WHAT IS NEEDED → Across the material below, how many lines contain the word "model"? Give only the number.

#### EXERCISE DATA ####

PR #2495, opened 2025-06-10
enhancement: add option to install new Observability dependent operators

CFSNM:
Related JIRA: https://issues.redhat.com/browse/RHOAIENG-26685

PR #3067, opened 2026-08-26
fix: wait for model-registry-operator using control-plane label

antowaddle:
## Summary
- RHOAI 3.6 install verification waits for pods with `app.kubernetes.io/part-of=model-registry-operator`. That label is on Deployment metadata only; the ODH overlay stamps `control-plane=model-registry-operator` on the controller Deployment, ReplicaSet, and pods.
- Dashboard E2E (e.g. `dashboard-e2e-tests` #2492) then fails with `Check If Pod Exists` after 400s even when DSC is Ready and `model-registry-operator-controller-manager` is running.
- Switch the install wait (and the ODH post-install MR checks) to `control-plane=model-registry-operator`, matching `0113__dsc_components.robot`.

## Test plan
- [x] Rebuild `components/dashboard/dashboard-e2e-tests` with `ODS_CI_GIT_REPO_BRANCH=fix/model-registry-operator-wait-label`
- [x] Validated on https://jenkins-csb-rhods-opendatascience.dno.corp.redhat.com/job/components/job/dashboard/job/dashboard-e2e-tests/2526/
- [x] Confirm install passes the model-registry wait instead of 6m40s of `status:FAIL`
- [x] Confirm later component waits (feast, ogx, dashboard) still run
- [x] Optional: `oc get pods -n redhat-ods-applications -l control-plane=model-registry-operator` on the test cluster

Made with [Cursor](https://cursor.com)

### DIFF
--- a/ods_ci/tasks/Resources/RHODS_OLM/install/oc_install.robot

####

TASK RESPONSE → 7